-- Given data follows --
PR #8627, opened 2025-02-13
[pigeon] Update task queue handling

stuartmorgan:
Updates the task queue implementation across all supporting generators to use one task queue for an entire host API, rather than one per method, so that multiple methods using task queues will have ordering guarantees amongst them. Also changes the Obj-C implementation to no-op on macOS instead of failing to compile, so that shared iOS/macOS code can use task queues on iOS without breaking macOS. (We could deliberately add a compile error with a clear error message in a macOS ifdef if we get reports of user confusion in the future, but my expectation is that no-op is the best option for most people.)

Related changes:
- Adds integration testing that task queues work, instead of just that the generator step succeeds.
  - For platforms that don't support task queues, they are still included in the integration test to ensure that 
  - I removed the now-vestigial background_platform_channels.dart.
- Adds Swift support, since it was easier to add than to skip it in the tests.

Fixes https://github.com/flutter/flutter/issues/162624
Fixes https://github.com/flutter/flutter/issues/111512

## Pre-launch Checklist

- [x] I signed the [CLA].


packages/pigeon/CHANGELOG.md
```diff
@@ -1,3 +1,9 @@
+## 24.2.0
```
tarrinneal, line 1: This could be a breaking change couldn't it? I know that the old behavior was essentially just "wrong", but this could "break" what used to be unintentionally correct

packages/pigeon/lib/src/kotlin/kotlin_generator.dart
```diff
@@ -654,6 +654,14 @@ if (wrapped == null) {
         indent.addScoped('{', '}', () {
           indent.writeln(
               r'val separatedMessageChannelSuffix = if (messageChannelSuffix.isNotEmpty()) ".$messageChannelSuffix" else ""');
+          String? serialBackgroundQueue;
+          if (api.methods.any((Method m) =>
+              m.taskQueueType == TaskQueueType.serialBackgroundThread)) {
+            serialBackgroundQueue = 'taskQueue';
+            serialBackgroundQueue = 'taskQueue';
```
tarrinneal, line 661: I think one time is probably good enough

packages/pigeon/lib/src/swift/swift_generator.dart
```diff
@@ -9,6 +9,7 @@ import '../ast.dart';
 import '../functional.dart';
 import '../generator.dart';
 import '../generator_tools.dart';
+import '../pigeon_lib.dart';
```
tarrinneal, line 12: Is this necessary?

packages/pigeon/platform_tests/shared_test_plugin_code/lib/integration_tests.dart
```diff
@@ -2871,6 +2871,28 @@ void runPigeonIntegrationTests(TargetGenerator targetGenerator) {
...
+    // https://github.com/flutter/flutter/issues/93945
+    // Rather than skip the test, this changes the expectation, so that there
+    // is test coverage of the code path, even though the actual backgrounding
+    // doesn't happen. This is especially important for macOS, which may need to
+    // share generated code with iOS, falling back to the main thread since
+    // background is not supported.
+    final bool taskQueuesSupported =
+        defaultTargetPlatform == TargetPlatform.android ||
+            defaultTargetPlatform == TargetPlatform.iOS;
+    expect(await api.taskQueueIsBackgroundThread(), taskQueuesSupported);
```
tarrinneal, line 2893: This is pretty funny, makes sense though

tarrinneal (approved):
Looks good. I know we discussed the breaking change comment before, but I wanted to check again. A couple nits

packages/pigeon/CHANGELOG.md
stuartmorgan: The old behavior had undefined ordering, and one of the possible orderings was the one that this will guarantee. So any code that reliably behaved correctly still will, because this is one of the orderings it must have handled.

packages/pigeon/lib/src/swift/swift_generator.dart
stuartmorgan: This is for `TaskQueueType`. Per offline discussion, I moved that type to a new file instead.

packages/pigeon/lib/src/kotlin/kotlin_generator.dart
stuartmorgan: Fixed.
-- Given data concluded --
= Exercise brief =
Among the entries above, identify all lines with "since" and copy them.

= Answer area =
- Adds Swift support, since it was easier to add than to skip it in the tests.
+    // share generated code with iOS, falling back to the main thread since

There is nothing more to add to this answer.